Right now the data is just stored in cache. Is it perhaps better to sync the data to an actual MySQL database? It would allow for fast querying.

Mar 19 '20 21:03 ExpDev07

From what I have seen you guys talking about on other issues it seems like the format of the data is not totally stable. If that's the case wouldn't it be easier to use a NoSQL database over a RDBMS?

Mar 21 '20 22:03 Kilo59

Yes, that would probably be better. MongoDB or alike.

Mar 21 '20 22:03 ExpDev07

Happy to help with this as well.

Mar 22 '20 00:03 Kilo59

This would be good too because the API is now broken for me and others

Mar 25 '20 07:03 focus1691

@traderjosh can you explain in more detail how it’s broken for you? JHU (our data provider) made some pretty drastic changes lately which has caused the API’s outputs to change (of note the ID indexing and provinces no longer being present for USA).

Mar 25 '20 07:03 ExpDev07

@ExpDev07 it works now - it was that cors header field missing from the API. The recovered field is missing now it seems. Is that gone forever? And some countries don't have an id, you're right.

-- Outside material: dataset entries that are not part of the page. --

PR #807, opened 2015-03-19
HSEARCH-1837 Allow Integrators to customize default directory providers ...

gustavonalle:
...for shortcuts

https://hibernate.atlassian.net/browse/HSEARCH-1837


Sanne:
Hi @gustavonalle , I've merged it, thanks! Looks like you know exactly how we structure things.

I've made one single change: please see my second commit, just moved one class to a different package.

Sanne:
BTW, didn't want to delay the fix for a minor question, but still have one doubt: why didn't you actually implement all of the default methods in the base class?

gustavonalle:
> why didn't you actually implement all of the default methods in the base class

Mainly to make extensions easier, like in infinispan I will be doing this:
https://github.com/gustavonalle/infinispan/blob/ISPN-5311/query/src/main/java/org/infinispan/query/backend/DirectoryProviderService.java

Sanne:
I guessed you were going to extend the base class, but you could still override any method even if it was implemented there right?

Do you mean you prefer them to be abstract? Ok, I was just curious.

I think a database would be good for this in case of website changes. MongoDB would be good because the data can change unexpectedly.

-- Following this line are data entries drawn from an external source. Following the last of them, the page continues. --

PR #811, opened 2015-04-08
HSEARCH-1793 Making CriteriaObjectInitializer work correctly for cross-h...

gunnarmorling:
...ierarchy query results by creating one Criteria for each id space

### DIFF
--- a/orm/src/main/java/org/hibernate/search/query/hibernate/impl/CriteriaObjectInitializer.java
+++ b/orm/src/main/java/org/hibernate/search/query/hibernate/impl/CriteriaObjectInitializer.java
@@ -8,15 +8,23 @@ package org.hibernate.search.query.hibernate.impl;
 
 import java.io.Serializable;
 import java.util.ArrayList;
+import java.util.Collections;
+import java.util.HashMap;
 import java.util.LinkedHashMap;
 import java.util.List;
+import java.util.Map;
+import java.util.Map.Entry;
 import java.util.Set;
 
 import org.hibernate.Criteria;
 import org.hibernate.annotations.common.reflection.XMember;
+import org.hibernate.criterion.Criterion;
 import org.hibernate.criterion.Disjunction;
 import org.hibernate.criterion.Restrictions;
+import org.hibernate.engine.spi.SessionFactoryImplementor;
+import org.hibernate.search.cfg.spi.IdUniquenessResolver;
 import org.hibernate.search.engine.integration.impl.ExtendedSearchIntegrator;
+import org.hibernate.search.engine.service.spi.ServiceManager;
 import org.hibernate.search.engine.spi.DocumentBuilderIndexedEntity;
 import org.hibernate.search.exception.AssertionFailure;
 import org.hibernate.search.query.engine.spi.EntityInfo;
@@ -30,6 +38,7 @@ import org.hibernate.search.util.logging.impl.LoggerFactory;
  * Initialize object using one or several criteria queries.
  *
  * @author Emmanuel Bernard <emmanuel@hibernate.org>
+ * @author Gunnar Morling
  */
 public class CriteriaObjectInitializer implements ObjectInitializer {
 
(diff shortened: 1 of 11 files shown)


orm/src/main/java/org/hibernate/search/query/hibernate/impl/CriteriaObjectInitializer.java
```diff
@@ -105,33 +111,124 @@ private void setCriteriaTimeout(Criteria criteria, TimeoutManager timeoutManager
...
+
+			criteria.add( getIdListCriterion( infosByIdSpace.values().iterator().next(), objectInitializationContext ) );
+
+			return Collections.singletonList( criteria );
+		}
+		// entities originate from different id spaces -> criteria per space
+		else {
+			// Cannot use external criteria for fetching entities from different spaces
+			if ( objectInitializationContext.getCriteria() != null ) {
+				log.givenCriteriaObjectCannotBeApplied();
```
gunnarmorling: AFAICS we cannot make use of an externally provided `Criteria` in case we need to fetch entities from several id spaces (i.e. I don't think we can fetch all entities using a single criteria object in this case).

Unless there actually is a way to do this, I could imagine to provide a way for registering a call back which returns user-provided criteria for given entity types:

    public interface CriteriaProvider {
        Criteria getCriteria(EntityType entityType);
    }

and then:

    final FullTextSession fullTextSession = ...;
    List results = fullTextSession.createFullTextQuery( query )
        .setCriteriaProvider(
            new CriteriaProvider {
                public Criteria getCriteria(EntityType entityType) {
                    // for Book add a fetch join, everything else is defaulted
                    if ( entityType == Book.class ) {
                        return fullTextSession.createCriteria( Book.class ).setFetchMode( "authors", FetchMode.JOIN );
                    }
                    else {
                        return fullTextSession.createCriteria( entityType );
                    }
                }
            }
        )
        .list();

This callback would be invoked by the initializer if requiring a `Criteria` for a given type.

Any thoughts? Anything much simpler I didn't see?

orm/src/main/java/org/hibernate/search/query/hibernate/impl/CriteriaObjectInitializer.java
```diff
@@ -105,33 +111,124 @@ private void setCriteriaTimeout(Criteria criteria, TimeoutManager timeoutManager
...
+		IdUniquenessResolver resolver = serviceManager.requestService( IdUniquenessResolver.class );
+		SessionFactoryImplementor sessionFactory = (SessionFactoryImplementor) objectInitializationContext.getSession().getSessionFactory();
+
+		try {
+			Map<Class<?>, List<EntityInfo>> infosByIdSpace = new HashMap<>();
+
+			for ( EntityInfo entityInfo : entityInfos ) {
+				boolean addedToExistingGroup = processEntityInfo( infosByIdSpace, resolver, entityInfo );
+
+				if ( !addedToExistingGroup ) {
```
hferentschik: why do you need to return a boolean from `processEntityInfo`? Could you not handle the adding of the new `EntityInfo` list in `processEntityInfo` directly?

orm/src/main/java/org/hibernate/search/query/hibernate/impl/CriteriaObjectInitializer.java
hferentschik: Sounds reasonable what you are saying. Not sure whether it is worth the effort. Maybe worth creating a new issue!?

orm/src/test/java/org/hibernate/search/test/query/dsl/DSLTest.java
```diff
@@ -890,6 +890,57 @@ public void testUseMatchQueryOnEmbeddedNumericIdCreatesTermQuery() throws Except
 		);
 	}
 
+	@Test
```
hferentschik: For my taste `DSLTest` gets a big too big to be easily understandable. It gets quite hard to figure out which test classes are involved where. Why not create a single test class for these criteria issue, maybe even in a dedicated directory.

orm/src/test/java/org/hibernate/search/test/query/dsl/DSLTest.java
```diff
@@ -890,6 +890,57 @@ public void testUseMatchQueryOnEmbeddedNumericIdCreatesTermQuery() throws Except
...
+	@TestForIssue(jiraKey = "HSEARCH-1793")
+	public void testQueryingForEntitiesFromDifferentIdSpaces() throws Exception {
+		QueryBuilder queryBuilder = fullTextSession.getSearchFactory()
+				.buildQueryBuilder().forEntity( EducationalInstitution.class ).get();
+
+		Query query = queryBuilder.bool()
```
hferentschik: I think some comments either here at the query construction or at the assert step would help. Why does this setup and the result you are asserting verify that HSEARCH-1793?

hferentschik: Personally I would love to have a more direct test, which for example just tests `CriteriaObjectInitializer` and that for example x amount of `Criteria` queries get created/executed. The contract of  `CriteriaObjectInitializer` is of course hard to test stand-alone. Maybe one could do something with a Byteman test!?

hferentschik: Maybe add a test for the exceptional case as well?

orm/src/main/java/org/hibernate/search/query/hibernate/impl/CriteriaObjectInitializer.java
gunnarmorling: Ok.

orm/src/test/java/org/hibernate/search/test/query/dsl/DSLTest.java
gunnarmorling: Good idea, I'll move it to a separate class/directory.

orm/src/test/java/org/hibernate/search/test/query/dsl/DSLTest.java
gunnarmorling: I prefer to have a test which makes sure the "whole thing" actually works. To assert on the created `Criteria` I'd have to use Byteman as you say or similar which I personally find quite cumbersome. And I still wouldn't know whether these criteria work as intended in the end, so I'd still need a test in the current form.

I'll add some more comments to the test itself.

> Maybe add a test for the exceptional case as well?

What exactly DYM by "exceptional case"?

orm/src/main/java/org/hibernate/search/query/hibernate/impl/CriteriaObjectInitializer.java
gunnarmorling: Ok, I'll create a separate issue for that one.

gunnarmorling: Created [HSEARCH-1852](https://hibernate.atlassian.net/browse/HSEARCH-1852).

gunnarmorling:
@hferentschik, pushed an update.

hferentschik:
Merged, thanks.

Mar 25 '20 07:03 focus1691

For JHU, yes, the recovery stats is gone forever unless they decide to bring it back. I’m gonna see if I can find some other reputable sources that offer it and add it to the API.

I believe their reasoning was that no reputable sources were providing accurate recovery numbers, so they just decided to remove it.

Mar 25 '20 07:03 ExpDev07

Ok that's not an issue. Do you want me to help setup MongoDB? I can write the boilerplate and you can integrate an account for it.

Mar 25 '20 07:03 focus1691

It would be awesome if you can start drafting a PR for it. It needs to be compatible with our service provider system (see “app.services.locations” module). But I think MongoDB will be perfect for it. I’m thinking we periodically sync the DB with data retrieved from the data sources.

Mar 25 '20 07:03 ExpDev07

And it should be in Python? Not my speciality but I could do some research.

Mar 25 '20 07:03 focus1691

Yeah, feel like that would be best.

Mar 25 '20 07:03 ExpDev07

And it should be in Python? Not my speciality but I could do some research.

https://api.mongodb.com/python/current/

Mar 25 '20 11:03 Kilo59

Perhaps we should use Mongo to store and update the normalized data? We can keep the data in a format that is easy to translate into our various responses.

Collections for each source
Documents for the countries/locations
Background tasks to refresh the sources according to how frequently they are each updated.
Continue to use caching to minimize database reads.

Mar 29 '20 16:03 Kilo59

From what I have seen in the code so far, both the JHU and CSBS location models derive from the Location class, with CSBS having some additional fields. This kind of inheritance relationship should be easy to represent (and query) in an RDBMS.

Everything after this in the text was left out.